In recent years, heat has stopped being just a number on a thermometer and has become something we can literally see at the atomic scale. In 2025, an international team led by Yichao Zhang used an ultrahigh‑resolution electron microscope to capture how individual atoms in a quantum material wiggle because of heat, reaching a resolution better than 15 picometers, far below the size of an atom.

The experiment focused on two‑dimensional materials such as tungsten diselenide, which can be peeled into atom‑thin sheets and stacked like transparent paper. The researchers placed two of these sheets on top of each other with a tiny twist angle, creating a moiré superlattice, a larger geometric pattern that does not exist in either layer alone and that strongly alters the material’s electronic and thermal behavior.

To probe this strange landscape, the team used an advanced technique called electron ptychography, which combines a finely focused electron beam with powerful reconstruction algorithms. This “quantum camera” allowed them to measure how sharp or blurred each atomic spot appears in the images and, from that blurring, extract the average amplitude of thermal vibrations for every atom as a function of its position in the moiré pattern.

In solid‑state physics, heat is described as collective vibrations of the crystal lattice called phonons, the vibrational cousins of photons. Twisting two layers into a moiré superlattice gives rise to new collective modes known as moiré phonons, and theory predicted an especially soft, low‑energy family of them: phasons, subtle shifts where the moiré pattern itself slides relative to the underlying atoms.

The key result of the study was the first direct imaging of these moiré phasons, showing that they dominate the thermal motion in low‑angle twisted bilayer tungsten diselenide. By correlating the microscopy data with molecular‑dynamics simulations and lattice‑dynamics calculations, the researchers showed that vibrational amplitudes grow near solitons and AA‑stacked regions of the moiré, revealing a hidden branch of phonon physics that had previously existed only in theory.
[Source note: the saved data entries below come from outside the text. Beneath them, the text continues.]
Issue #30, opened 2026-06-05
[TASK] Add a CI link-check and SHA-pin all prior-art source URLs


ELares:
Parent: #2

The #2 acceptance criterion 'all cited URLs are verifiable' is currently unenforced, and two references (the nats-server `filestore.go` and the Pulsar `bookkeeper.conf`) link to `main`, which is mutable, so their cited content can silently change or disappear. This task makes link integrity an automated, blocking check.

## Approach
Add a CI job (runnable in the planning repo before any product code exists) that extracts every URL from the #2 references and from `claims.yaml`, then fails on any 4xx/5xx, redirect to an unrelated path, or missing section anchor. Convert every GitHub blob link from a branch ref to an immutable commit SHA so the cited lines cannot move. For vendor blog posts and docs that may move (the Redpanda write-caching post, vendor doc trees), record an archive.org snapshot URL and timestamp alongside the live URL in `claims.yaml`. Run the check on every PR that touches the issue body or the claims file, and on a scheduled weekly cron so rot is caught even with no edits. Treat a dead link as a blocking failure, not a warning.

## Acceptance criteria
- [ ] CI extracts and checks every prior-art URL and fails on dead links or missing anchors.
- [ ] All GitHub source links are pinned to a commit SHA, not a branch.
- [ ] Mutable vendor URLs have a recorded archive.org snapshot and timestamp.
- [ ] The check runs on relevant PRs and on a weekly schedule.
- [ ] A dead link blocks merge rather than warning.

## Failure considerations
The primary risk is link rot making the evidence base unauditable and failing the issue's own acceptance criterion; SHA-pinning and archive snapshots make cited content immutable. A second risk is false greens where a URL resolves but its content changed (anchor gone); checking the section anchor, not just the host, catches that. A third risk is the check being advisory and ignored; making a dead link block merge keeps the survey honest over time. The weekly cron catches drift that PR-triggered checks would miss during quiet periods.

PR #899, opened 2026-06-29
fix(health): split the request head on its own newline, not a raw byte index (#860)

### LINKED ISSUE #860: [critical] Malformed HTTP request line aborts the whole broker via a UTF-8 char-boundary panic when slicing the lossy request head
## The failure mode
`read_request_head` (`crates/ironbus-server/src/health.rs:438-443`) finds the newline in the RAW buffer:
```rust
if let Some(pos) = buf[..len].iter().position(|&b| b == b'\n') { break pos; }
...
let head = String::from_utf8_lossy(&buf[..len]).into_owned();
Ok(RequestHead::Parsed { head, line_end })
```
`line_end` is a raw-byte index, but `from_utf8_lossy` replaces each invalid byte with the 3-byte U+FFFD, lengthening the string and shifting every later offset. The caller then slices the lossy `String` with that raw index:
```rust
let line = head[..request_line_end].trim_end_matches('\r');   // line 275
let accept = parse_accept_header(&head[request_line_end..]);    // line 289
```
When the request line carries an invalid-UTF-8 byte, `request_line_end` lands inside a U+FFFD sequence and the slice panics. Verified with rustc: `b"GET /healthz \xFF\n"` -> `line_end=14`, `head.len()=17`, `is_char_boundary(14)=false`, `head[..14]` panics: "byte index 14 is not a char boundary; it is inside '\u{FFFD}' (bytes 13..16)".

## Consequence
`handle` runs synchronously in the accept-loop thread (line 219); the wrapping `let _ = handle(...)` only discards the returned `io::Error`, NOT an unwind. With `panic = "abort"` (`Cargo.toml:49`) the panic aborts the ENTIRE process: every connection, every partition, the cluster driver. The health/metrics listener is unauthenticated and pre-auth, so a single one-packet request from any client that can reach `health_addr`/`metrics_addr` (a k8s probe, an orchestrator, a peer) remotely crash-loops the node — a trivial remote DoS, and accidentally triggerable by a probe sending a high-bit path byte.

## Proposed hardening
Do not index the lossy String with a raw-byte offset. Split the request head on the RAW `&[u8]` (compute request-line vs header slices of `buf[..len]`, then `from_utf8_lossy` each part), or split `head` on its own `'\n'` via `head.split_once('\n')` instead of carrying `line_end` across the lossy conversion.

## How to test
Connect to the health listener and send `GET /healthz \xFF\n`. Before the fix the broker process aborts; after, it returns a normal response (or 400) and stays up. Add this as a regression test feeding a 0xFF byte before the newline.

ELares:
Closes #860 (a [critical] from the pre-adoption audit, milestone #30).

## The bug
A malformed HTTP request line with an invalid-UTF-8 byte **aborts the whole broker**. `read_request_head` returned `line_end` as a RAW-buffer byte index, but the caller sliced the `from_utf8_lossy` string with it. `from_utf8_lossy` turns each invalid byte into a 3-byte U+FFFD and shifts every later offset, so the raw index lands inside a U+FFFD and the slice panics. `handle()` runs inline on the accept thread and the release profile is `panic = abort`, so **one unauthenticated packet** (`GET /healthz \xFF\n`) from anything that can reach the pre-auth health/metrics listener crash-loops the node.

## The fix
Drop the raw `line_end`; split the lossy `head` on its own first `\n` via `split_once('\n')`. A `\n` survives the lossy conversion unchanged, so the split is char-boundary-safe and identical to before for well-formed input.

## Test
Adds `a_request_line_with_an_invalid_utf8_byte_does_not_crash_the_broker`: feeds a 0xFF byte in the request line, asserts an HTTP response comes back, and that a follow-up probe on the same listener still returns 200 (the broker survived). 55 health tests pass; clippy + fmt clean.

Pre-adoption: no back-compat concern.

### DIFF
--- a/crates/ironbus-server/src/health.rs
+++ b/crates/ironbus-server/src/health.rs
@@ -264,15 +264,21 @@ where
 
     // Read the request HEAD (request line + headers) under a bounded byte and total-time budget; the
     // outcome is either a parsed head or an already-sent error response (414/408) or a clean close.
-    let (head, request_line_end) = match read_request_head(&mut stream)? {
-        RequestHead::Parsed { head, line_end } => (head, line_end),
+    let head = match read_request_head(&mut stream)? {
+        RequestHead::Parsed { head } => head,
         // Either an error response was already sent (414/408) or the client closed before a full
         // request line; in both cases there is nothing more to answer.
         RequestHead::Responded | RequestHead::Closed => return Ok(()),
     };
 
+    // Split the request line from the header section on the first `\n` of the LOSSY string itself,
+    // never a raw byte index: `from_utf8_lossy` turns each invalid byte into a 3-byte U+FFFD and shifts
+    // every later offset, so indexing the lossy string with a raw-buffer index can land inside a U+FFFD
+    // and panic the whole process (#860). `\n` survives the lossy conversion unchanged, so `split_once`
+    // is char-boundary-safe. The read loop only yields `Parsed` once a `\n` is present, so this splits.
+    let (request_line, header_section) = head.split_once('\n').unwrap_or((head.as_str(), ""));
     // Parse "METHOD PATH VERSION" (a leading CR is trimmed by split_whitespace).
-    let line = head[..request_line_end].trim_end_matches('\r');
+    let line = request_line.trim_end_matches('\r');
     let mut parts = line.split_whitespace();
     let method = parts.next().unwrap_or("");
     let raw_path = parts.next().unwrap_or("");
@@ -286,7 +292,7 @@ where
     }
     // The `Accept` header value (lower-cased, all values joined), for the `/admin` version pin (#99).
     // Absent on a plain `curl`, which is fine: an absent or wildcard Accept takes the current version.
-    let accept = parse_accept_header(&head[request_line_end..]);
+    let accept = parse_accept_header(header_section);
     // Drop any query string.
     let path = raw_path.split('?').next().unwrap_or(raw_path);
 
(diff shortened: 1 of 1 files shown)


ELares:

**Verdict: approve.** An independent reviewer verified against the code (and reproduced the exact pre-fix panic standalone):
- **Complete:** `line_end`/`request_line_end`/`.position(` are fully removed; the only `from_utf8_lossy` of network bytes (`head`) is now consumed only by `split_once('\n')` and `parse_accept_header` — neither raw-indexes. The `/admin`, `/metrics`, `/healthz`/`/readyz` paths slice no network string; the remaining byte-index slices are on `Vec<u8>` (not `str`) or test-only ASCII.
- **Equivalent for well-formed input:** `split_once('\n')` yields the same request-line/header-section split; the old leading-`\n` only produced an empty element `parse_accept_header` already skipped, so Accept extraction is identical. The read loop only yields `Parsed` once a `\n` is present, so the `unwrap_or` default is unreachable (defensive).
- **No new panic/UB**, borrows sound.
- **Regression test** drives the exact bug: `b"GET /healthz \xFF\r\n\r\n"` → pre-fix raw `line_end=15` lands inside the U+FFFD (bytes 13..16) and `head[..15]` panics → `panic=abort` aborts the broker; the test asserts no-crash AND broker-still-serving. Edge cases (empty line, no `\r`, no headers) all safe.

clippy + fmt clean; 55 health tests pass. CI must be green before merge.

A simple way to picture this is to imagine two transparent grids placed one over the other and slightly rotated, producing a large‑scale interference drawing: that is the moiré pattern. Now imagine that each square of the grid is an atom and that heat is how much each square shakes; in some parts of the pattern the shaking is strong, in others it is mild, and the distribution is highly structured.

The new imaging technique is like having a camera so sharp that it can resolve not only the position of each square but also how fuzzy its outline becomes due to its thermal motion. Analyzing millions of these tiny blurs, the team identified a new kind of collective tremor, the phasons, in which the entire interference pattern slides like a ghost image over the underlying grids while each atom keeps its local order.

Readers who want to see the raw science can look up the paper “Atom‑by‑atom imaging of moiré phasons with electron ptychography,” available on arXiv and in journal form, along with its open data sets. Popular‑science outlets such as ScienceDaily and Phys.org have published accessible summaries and striking images that show these atomic vibrations in false color, turning the invisible dance of heat into something visually tangible.

This is more than a beautiful picture: directly imaging atomic vibrations opens a new path for engineering how heat and electrons flow through ultrathin materials. Controlling phasons and other moiré phonons could lead to ultra‑efficient chips, more robust quantum devices, and nanoscale components that manage heat in ways classical materials never could.

The work also illustrates the scientific moment we are living in, where exponential advances in microscopy, computation, and algorithms converge. Tools like electron ptychography turn once‑abstract concepts into directly observable phenomena, pushing us into a peak period of discovery in which the quantum behavior of matter is not just calculated but literally imaged, atom by atom.